This disturbing find by a CERT researcher demonstrates how attackers can encode malicious files within a Virtual Hard Disk (VHD) image that acts in the same way as a ZIP archive.
It’s common to have a phishing attack include a ZIP file as an attachment, only to have the potential victim double-click it, reveal its contents in Explorer, and double-click the enclosed (and malicious) file. In fact, it actually happened this year to me!
Now, with Windows, files retrieved from an online location are given a Mark of the Web – which tells the OS to give the file limited trust and handle it with caution. Files of a ZIP filetype fall into this category. Windows can pop up OS and Office warnings if it feels that the file could be malicious.
But CERT researcher Will Dormann found that VHD and VHDX files – which interact with the Windows OS in nearly the same fashion as a ZIP file are not treated in the same manner. Instead, Window assumes because it’s purportedly a disk image for a VM, it must be harmless (right?).

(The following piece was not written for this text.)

PR #884, opened 2022-11-27
Fix bug 871, 'IcMetadata.Info can be stale'

mrelac:
Android platform only: When a new track is selected that has a Metadata header with a metadataInterval of -1 (i.e. C.LENGTH_UNSET), onMetadata() is never called; thus, the stale metadata info from the last track is not cleared. This fix clears the metadata info under this condition.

As shown in the video linked below, Files that the Windows OS treats and potentially hostile within a ZIP file aren’t when contained in a VHD. Dorman used the EICAR standard file to trip virus detection.
Phishing attacks using a VHD as a replacement ZIP archive could be the difference between your security solutions stopping an attack, and one that makes its way into your network. Your users need to be that last line of defense, leveraging the knowledge gained through Security Awareness Training to have the wits to not click an attachment or link that looks suspicious in the first place.
While a VHD-based attack hasn’t widely been seen in the wild, Dormann’s findings are now available for every cybercriminal to use. High time to put that VHD extension in your email filters and drop those in the bit bucket.